Various CSS rules to control the positioning of elements, such as sticking to the start, sticking to the end, or spacing child elements out over the width of a parent have been added to the CSS specification to manage how the browser responds to layouts. BS4 wraps many of these rule sets in CSS classes, making it simple to just add the class to an element and to achieve the required behavior.
You’ve already met d-flex, which enables Flexbox on a block-level element. d-inline-flex does exactly the same thing, but enables Flexbox for inline style elements such as spans.
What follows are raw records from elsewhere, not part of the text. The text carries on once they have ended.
PR #795, opened 2017-05-28
[in progress] feat(async): fix #740, use async hooks to wrap nodejs async api

### LINKED ISSUE #740: angular with tsconfig target ES2017 async/await will not work with zone.js
this issue is similar with #715, if we use chrome v8 async/await and compile angular with tsconfig target 'ES2017', then typescript will not generate __awaiter code and use native async/await.
and the following logic will fail

```javascript
(click) = test();
const delay = ms => new Promise(resolve => setTimeout(resolve, ms));
const test = async () => {
      console.log(Zone.current.name) // will output 'angular'
      await delay(100);
      console.log(Zone.current.name) // will output 'root'
    }
```

unlike typescript  transpiler, native async/await will first yield from test, and then call promise.then 
for continuation when await something. So Zone currentFrame will become root.
The sequence of above logic when call `await delay(100)` will look like 

1.  delay function return a ZoneAwarePromise, Zone.current is angular
2.  test function return native Promise which generate from chrome v8 by await, and test() execution is finished.
3. So Zone.currentZone is transite from angular->root
4. ZoneAwarePromise which generated from step1 was chained by called by `Promise.prototype.then`
5. delay timeout is executed, and ZoneAwarePromise resolved
6. the chained Promise is resolved , but the Zone.current is root.

JiaLiPassion:
fix #740, use new  [async_hooks]( https://github.com/nodejs/node/blob/master/lib/async_hooks.js) to wrap nodejs instead of monkey-patch all native APIs.

The basic idea is in `async_hooks`, there are 4 hook apis.

```
init
before
after
destroy
```

in this PR, the API will do those work.

1.  init 

`init` will call `Zone.scheduleTask` to schedule a ZoneTask

2. before 

`before` will call `Zone.beforeRunTask` to create a new ZoneFrame and other work just like `Zone.runTask`

3. after

`after` will call `Zone.afterRunTask` to go back to `parent` ZoneFrame and do other work just like `Zone.runTask`

4. destroy

try to `cancelTask` if not cancelled.

this PR still need a lot of work to do, so I post the PR here just ask for review.

@mhevery , could you review that `node_asynchooks.ts` the whether the idea is ok or not? Thank you!

### DIFF
--- a/lib/node/node_asynchooks.ts
+++ b/lib/node/node_asynchooks.ts
@@ -1,0 +1,91 @@
+/**
+ * @license
+ * Copyright Google Inc. All Rights Reserved.
+ *
+ * Use of this source code is governed by an MIT-style license that can be
+ * found in the LICENSE file at https://angular.io/license
+ */
+
+/**
+ * patch nodejs async operations (timer, promise, net...) with
+ * nodejs async_hooks
+ */
+Zone.__load_patch('node_async_hooks', (global: any, Zone: ZoneType, api: _ZonePrivate) => {
+  let async_hooks;
+  const BEFORE_RUN_TASK_STATUS = 'BEFORE_RUN_TASK_STATUS';
+
+  async_hooks = require('async_hooks');
+
+  const idTaskMap: {[key: number]: Task} = (Zone as any)[Zone.__symbol__('nodeTasks')] = {};
+
+  const noop = function() {};
+
+  function init(id: number, provider: string, parentId: number, parentHandle: any) {
+    // @JiaLiPassion, check which tasks are microTask or macroTask
+    //(process as any)._rawDebug('init hook', id , provider);
+    if (provider === 'TIMERWRAP') {
+      return;
+    }
+    // create microTask if 'PROMISE'
+    if (provider === 'PROMISE') {
+      const task = idTaskMap[id] = Zone.current.scheduleMicroTask(provider, noop, null, noop);
+      //(process as any)._rawDebug('after init', id, 'status', task.state);
+      return;
+    }
+    // create macroTask in other cases
+    if (provider === 'Timeout' || provider === 'Immediate' || provider === 'FSREQWRAP') {
+      idTaskMap[id] = Zone.current.scheduleMacroTask(provider, noop, null, noop, noop);
+    }
+  }
+
+  function before(id: number) {
+    //(process as any)._rawDebug('before hook', id);
+    // call Zone.beforeRunTask 
+    const task: Task = idTaskMap[id];
+    if (!task) {
+      return;
+    }
+    (task as any)[Zone.__symbol__(BEFORE_RUN_TASK_STATUS)] = api.beforeRunTask(task.zone, task);
+  }
+
+  function after(id: number) {
+    //(process as any)._rawDebug('after hook', id);
+    const task: Task = idTaskMap[id];
+    if (!task) {
+      return;
+    }
+    const beforeRunTask: BeforeRunTaskStatus = (task as any)[Zone.__symbol__(BEFORE_RUN_TASK_STATUS)]; 
+    if (beforeRunTask) {
+      return;
+    }
+    (task as any)[Zone.__symbol__(BEFORE_RUN_TASK_STATUS)] = null;
+    api.afterRunTask(task.zone, beforeRunTask, task);
+  }
+
+  function destroy(id: number) {
+    // try to cancel the task if is not canceled
+    const task: Task = idTaskMap[id];
+    if (task && task.state === 'scheduled') {
+      task.zone.cancelTask(task);
+    }
+    idTaskMap[id] = null;
+  }
+
+  process.on('uncaughtException', (err: any) => {
+    const task = Zone.currentTask; 
+    if (task) {
+      const beforeRunTask: BeforeRunTaskStatus = (task as any)[Zone.__symbol__(BEFORE_RUN_TASK_STATUS)]; 
+      if (beforeRunTask) {
+        if ((task.zone as any)._zoneDelegate.handleError(Zone.current, err)) {
+          throw err;
+        }
+      }
+    }
+  });
+
+  global[Zone.__symbol__('setTimeout')] = global.setTimeout;
+  global[Zone.__symbol__('setInterval')] = global.setInterval;
+  global[Zone.__symbol__('setImmediate')] = global.setImmediate;
+
+  async_hooks.createHook({ init, before, after, destroy }).enable();
+});
--- a/lib/zone.ts
+++ b/lib/zone.ts
@@ -313,6 +313,12 @@ interface ZoneType {
 type _PatchFn = (global: Window, Zone: ZoneType, api: _ZonePrivate) => void;
 
 /** @internal */
+interface BeforeRunTaskStatus {
+  reEntryGuard: boolean;
+  previousTask: Task;
+}
+
+/** @internal */
 interface _ZonePrivate {
   currentZoneFrame: () => _ZoneFrame;
   symbol: (name: string) => string;
@@ -323,6 +329,8 @@ interface _ZonePrivate {
   patchEventTargetMethods:
       (obj: any, addFnName?: string, removeFnName?: string, metaCreator?: any) => boolean;
   patchOnProperties: (obj: any, properties: string[]) => void;
+  beforeRunTask: (zone: Zone, task: Task) => BeforeRunTaskStatus;
+  afterRunTask: (zone: Zone, beforeRunTaskStatus: BeforeRunTaskStatus, task: Task) => void;
 }
 
 /** @internal */
@@ -757,8 +765,7 @@ const Zone: ZoneType = (function(global: any) {
       }
     }
 
-
-    runTask(task: Task, applyThis?: any, applyArgs?: any): any {
+    beforeRunTask(task: Task) {
       if (task.zone != this) {
         throw new Error(
             'A task can only be run in the zone of creation! (Creation: ' +
@@ -772,7 +779,7 @@ const Zone: ZoneType = (function(global: any) {
       // typescript compiler will complain below
       const isNotScheduled = task.state === notScheduled;
       if (isNotScheduled && task.type === eventTask) {
-        return;
+        return null;
       }
 
       const reEntryGuard = task.state != running;
@@ -781,6 +788,33 @@ const Zone: ZoneType = (function(global: any) {
       const previousTask = _currentTask;
       _currentTask = task;
       _currentZoneFrame = {parent: _currentZoneFrame, zone: this};
+      //(process as any)._rawDebug('currentFrame increase ', _currentZoneFrame && _currentZoneFrame.zone.name, task.source);
+      return {
+        reEntryGuard: reEntryGuard,
+        previousTask: previousTask
+      }
+    }
+
+    afterRunTask(beforeRunTaskStatus: BeforeRunTaskStatus, task: Task) {
+      // if the task's state is notScheduled or unknown, then it has already been cancelled
+      // we should not reset the state to scheduled
+      if (task.state !== notScheduled && task.state !== unknown) {
+        if (task.type == eventTask || (task.data && task.data.isPeriodic)) {
+          beforeRunTaskStatus.reEntryGuard && (task as ZoneTask<any>)._transitionTo(scheduled, running);
+        } else {
+          task.runCount = 0;
+          this._updateTaskCount(task as ZoneTask<any>, -1);
+          beforeRunTaskStatus.reEntryGuard &&
+            (task as ZoneTask<any>)._transitionTo(notScheduled, running, notScheduled);
+        }
+      }
+      _currentZoneFrame = _currentZoneFrame.parent;
+      //(process as any)._rawDebug('currentFrame decrease ', _currentZoneFrame && _currentZoneFrame.zone.name, task.source);
+      _currentTask = beforeRunTaskStatus.previousTask;
+    }
+
+    runTask(task: Task, applyThis?: any, applyArgs?: any): any {
+      const beforeRunTaskStatus = this.beforeRunTask(task);
       try {
         if (task.type == macroTask && task.data && !task.data.isPeriodic) {
           task.cancelFn = null;
@@ -793,20 +827,7 @@ const Zone: ZoneType = (function(global: any) {
           }
         }
       } finally {
-        // if the task's state is notScheduled or unknown, then it has already been cancelled
-        // we should not reset the state to scheduled
-        if (task.state !== notScheduled && task.state !== unknown) {
-          if (task.type == eventTask || (task.data && task.data.isPeriodic)) {
-            reEntryGuard && (task as ZoneTask<any>)._transitionTo(scheduled, running);
-          } else {
-            task.runCount = 0;
-            this._updateTaskCount(task as ZoneTask<any>, -1);
-            reEntryGuard &&
-                (task as ZoneTask<any>)._transitionTo(notScheduled, running, notScheduled);
-          }
-        }
-        _currentZoneFrame = _currentZoneFrame.parent;
-        _currentTask = previousTask;
+        this.afterRunTask(beforeRunTaskStatus, task);
       }
     }
 
@@ -1241,10 +1262,13 @@ const Zone: ZoneType = (function(global: any) {
     // we must bootstrap the initial task creation by manually scheduling the drain
     if (_numberOfNestedTaskFrames === 0 && _microTaskQueue.length === 0) {
       // We are not running in Task, so we need to kickstart the microtask queue.
+      // @JiaLiPassion, use native promise if async_hooks is available
       if (global[symbolPromise]) {
         global[symbolPromise].resolve(0)[symbolThen](drainMicroTaskQueue);
-      } else {
+      } else if (global[symbolSetTimeout]) {
         global[symbolSetTimeout](drainMicroTaskQueue, 0);
+      } else {
+        Promise.resolve(0).then(drainMicroTaskQueue);
       }
     }
     task && _microTaskQueue.push(task);
@@ -1294,7 +1318,13 @@ const Zone: ZoneType = (function(global: any) {
     scheduleMicroTask: scheduleMicroTask,
     showUncaughtError: () => !(Zone as any)[__symbol__('ignoreConsoleErrorUncaughtError')],
     patchEventTargetMethods: () => false,
-    patchOnProperties: noop
+    patchOnProperties: noop,
+    beforeRunTask: (zone: Zone, task: Task) => {
+      return zone.beforeRunTask(task);
+    },
+    afterRunTask: (zone: Zone, beforeRunTaskStatus: BeforeRunTaskStatus, task: Task) => {
+      return zone.afterRunTask(beforeRunTaskStatus, task);
+    }
   };
   let _currentZoneFrame: _ZoneFrame = {parent: null, zone: new Zone(null, null)};
   let _currentTask: Task = null;
@@ -1305,7 +1335,6 @@ const Zone: ZoneType = (function(global: any) {
   function __symbol__(name: string) {
     return '__zone_symbol__' + name;
   }
-
 
   performanceMeasure('Zone', 'Zone');
   return global['Zone'] = Zone;
--- a/test/common/Promise.spec.ts
+++ b/test/common/Promise.spec.ts
@@ -9,12 +9,22 @@
 import {ifEnvSupports} from '../test-util';
 declare const global: any;
 
+let useZoneAwarePromise: boolean = true; 
+try {
+  Zone.assertZonePatched();
+} catch (error) {
+  useZoneAwarePromise = false;
+}
+
 class MicroTaskQueueZoneSpec implements ZoneSpec {
   name: string = 'MicroTaskQueue';
   queue: MicroTask[] = [];
   properties = {queue: this.queue, flush: this.flush.bind(this)};
 
   flush() {
+    if (!useZoneAwarePromise) {
+      return;
+    }
     while (this.queue.length) {
       const task = this.queue.shift();
       task.invoke();
@@ -109,7 +119,7 @@ describe(
         });
       });
 
-      it('should allow sync resolution of promises', () => {
+      it('should allow sync resolution of promises', (done) => {
         queueZone.run(() => {
           const flush = Zone.current.get('flush');
           const queue = Zone.current.get('queue');
@@ -126,11 +136,14 @@ describe(
           expect(queue.length).toEqual(1);
           expect(log).toEqual([]);
           flush();
-          expect(log).toEqual(['RValue', 'second value']);
+          setTimeout(() => {
+            expect(log).toEqual(['RValue', 'second value']);
+            done();
+          }, 0);
         });
       });
 
-      it('should allow sync resolution of promises returning promises', () => {
+      it('should allow sync resolution of promises returning promises', (done) => {
         queueZone.run(() => {
           const flush = Zone.current.get('flush');
           const queue = Zone.current.get('queue');
@@ -147,7 +160,10 @@ describe(
           expect(queue.length).toEqual(1);
           expect(log).toEqual([]);
           flush();
-          expect(log).toEqual(['RValue', 'second value']);
+          setTimeout(() => {
+            expect(log).toEqual(['RValue', 'second value']);
+            done();
+          }, 0);
         });
       });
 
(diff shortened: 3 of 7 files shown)


test/common/Promise.spec.ts
```diff
@@ -9,12 +9,22 @@
...
+  useZoneAwarePromise = false;
+}
+
 class MicroTaskQueueZoneSpec implements ZoneSpec {
   name: string = 'MicroTaskQueue';
   queue: MicroTask[] = [];
   properties = {queue: this.queue, flush: this.flush.bind(this)};
 
   flush() {
+    if (!useZoneAwarePromise) {
```
mhevery: Why do we need to disable the tests? I would imagine that the tests should still work even with async_hook?

test/common/Promise.spec.ts
```diff
@@ -126,11 +136,14 @@ describe(
           expect(queue.length).toEqual(1);
           expect(log).toEqual([]);
           flush();
-          expect(log).toEqual(['RValue', 'second value']);
+          setTimeout(() => {
```
mhevery: Why are these needed? Is it because the `flush()` no longer works?

lib/zone.ts
```diff
@@ -323,6 +329,8 @@ interface _ZonePrivate {
   patchEventTargetMethods:
       (obj: any, addFnName?: string, removeFnName?: string, metaCreator?: any) => boolean;
   patchOnProperties: (obj: any, properties: string[]) => void;
+  beforeRunTask: (zone: Zone, task: Task) => BeforeRunTaskStatus;
```
mhevery: I am not a fan of `beforeRunTask` and `afterRunTask`, but I do understand why you need them. But I think it would mean that we should also add them to `ZoneDelegate`? Or are you planning on making them private?

How do we communicate to the developer that this particular Task can't be wrapped? It never has `runTask` executed on it. It can never be in `fakeAsync`zone.

lib/node/node_asynchooks.ts
```diff
@@ -0,0 +1,91 @@
...
+      const beforeRunTask: BeforeRunTaskStatus = (task as any)[Zone.__symbol__(BEFORE_RUN_TASK_STATUS)]; 
+      if (beforeRunTask) {
+        if ((task.zone as any)._zoneDelegate.handleError(Zone.current, err)) {
+          throw err;
+        }
+      }
+    }
+  });
+
+  global[Zone.__symbol__('setTimeout')] = global.setTimeout;
```
mhevery: Why are these needed here? Seems out of place

lib/zone.ts
```diff
@@ -1294,7 +1318,13 @@ const Zone: ZoneType = (function(global: any) {
     scheduleMicroTask: scheduleMicroTask,
     showUncaughtError: () => !(Zone as any)[__symbol__('ignoreConsoleErrorUncaughtError')],
     patchEventTargetMethods: () => false,
-    patchOnProperties: noop
+    patchOnProperties: noop,
+    beforeRunTask: (zone: Zone, task: Task) => {
```
mhevery: I see you are making them private, but than we should somehow hide them from the public API.

lib/node/node_asynchooks.ts
```diff
@@ -0,0 +1,91 @@
...
+    (task as any)[Zone.__symbol__(BEFORE_RUN_TASK_STATUS)] = api.beforeRunTask(task.zone, task);
+  }
+
+  function after(id: number) {
+    //(process as any)._rawDebug('after hook', id);
+    const task: Task = idTaskMap[id];
+    if (!task) {
+      return;
+    }
+    const beforeRunTask: BeforeRunTaskStatus = (task as any)[Zone.__symbol__(BEFORE_RUN_TASK_STATUS)];
```
mhevery: `Task` has `data`. We should put `BeforeRunTaskStatus` there, rather than monkey patching it on `Task` directly.

test/common/Promise.spec.ts
JiaLiPassion: @mhevery , sorry, I am still debug those test codes, all tests should be able to run with async_hook, but some tests need to be modified.

test/common/Promise.spec.ts
JiaLiPassion: yes, just like the above one, I am just began to debug those tests, I will finish modifying those tests and let you review.

lib/node/node_asynchooks.ts
JiaLiPassion: yes, those will be deleted finally, I just want to make some test pass, and I can debug them easily. I will remove them later.

lib/zone.ts
JiaLiPassion: yes, those APIs are private.

And I will check `fakeAsync` , I think the `runTask` will be called because in `fakeAsyncZone`, the callback is `task.invoke` and it will finally call `task.zone.runTask`. I will check it.

lib/zone.ts
JiaLiPassion: Do you mean we should move the `beforeRunTask` and `afterRunTask` from class Zone so they will not be accessible from outside such as `zone.beforeRunTask`?

lib/node/node_asynchooks.ts
JiaLiPassion: Got it, I will change it.

JiaLiPassion:
waiting for `nodejs` `async_hooks` to provide parent promise information.

https://github.com/nodejs/node/issues/13302

matthewloring:
@JiaLiPassion We are also interested in getting Zones working on top of async hooks avoiding monkey patching if possible and would be happy to help. It looks like some zone APIs require a handle to the callback associated with an async task (onIntercept, onInvoke, etc). Did you have thoughts on how these callbacks could be observed using async hooks without monkey patching?

JiaLiPassion:
@mhevery , @matthewloring , other things that may change when use `async_hooks` instead of `monkey-patch`.

1. `Promise`, onScheduleTask timing.

```
const zone = Zone.current.fork({
  name: 'promise',
  onScheduleTask: (...) => {
    console.log('scheduleTask', task.source);
   }
});

zone.run(() => {
  const p1 = new Promise(resolve => { setTimeout(() => {
    console.log('resolve promise p1');
    resolve();
  }, 100)});

  const p2 = p1.then(v => return v);
});

```

in the current `monkey-patch ZoneAwarePromise` version.
the output will be 

```
resolve promise p1
scheduleTask promise // this is p2
```

and if we use `async_hooks`, the output will be 

```
scheduleTask promise // this is p2
resolve promise p1
```

Because in `ZoneAwarePromise`, a microTask will be scheduled when it's `parent promise` resolved/rejected, and in `async_hooks`, a microTask will be scheduled when a `child promise` was created(when promise.then was called).

2. onHandleError will be a little risky.

just like @matthewloring  said, we have no `callback handle`, so we can't 

```
try {
  task.callback.apply(target, args);
} catch (err) {
  zone.handleError(err);
}
```

we have to use 

```
  process.on('uncaughtException', (err: any) => {

     // get current zone
     Zone.current.handleError(err);
  }
```

JiaLiPassion:
@matthewloring , continue to discuss about the `callback handle`, in my understanding, `async_hooks` not like `monkey-patch`,  it is only `notification`, it will not allow the `hook listener` to control the `lifecycle` of the `async callback`.

so in `async_hooks`,

```javascript
setTimeout(() => {
    console.log('timeout callback')'
});
```

will only trigger `before` and `after`, and the `callback` will be invoked anyway.

but in `zone.js` monkey-patch, 

```
onInvokeTask(...) {
  // zone can decide invoke callback or not
}
```

So I think from the design, `async_hooks` will not support pass `callback handle`, even it does, for example pass the `callback handle` in `before` hook, the hook listener can only reference the `callback handle` information, but can't control the `callback` will be invoked or not, is that correct?

matthewloring:
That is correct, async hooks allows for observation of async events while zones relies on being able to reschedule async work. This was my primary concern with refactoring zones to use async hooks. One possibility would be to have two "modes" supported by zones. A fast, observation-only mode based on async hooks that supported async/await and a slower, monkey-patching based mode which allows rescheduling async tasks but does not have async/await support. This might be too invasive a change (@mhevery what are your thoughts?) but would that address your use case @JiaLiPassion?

You can further modify each of these two class names to include a breakpoint size of xs, sm, lg, or xl in the same manner as you’ve seen with other classes.
The effect of using the sizing classes is exactly the same as elsewhere. For example, d-sm-flex will enable Flexbox on an element only when the screen size is in the small breakpoint range, and will disable it (default) at any other size. Like others, they can be combined, so d-sm-flex d-lg-inline-flex will enable block-level Flexbox for small layouts, inline Flexbox for large layouts, and default for anything else.
Flexbox containers can also specify the direction the content is intended to work in. This direction can be row or column, or reverse variations of the two. Adding flex-row, flex-row-reverse, flex-column, or flex-column-reverse allows you to specify the direction, and again, like d-*, you can use the different size modifiers as required to control when it’s used.
There are alignment utilities such as align-items-start, align-items-middle, and align-items-right, that are used to ensure that any child elements you have inside a Flexbox container are aligned to a specific position. This extends to also allowing items to be vertically positioned when using column mode.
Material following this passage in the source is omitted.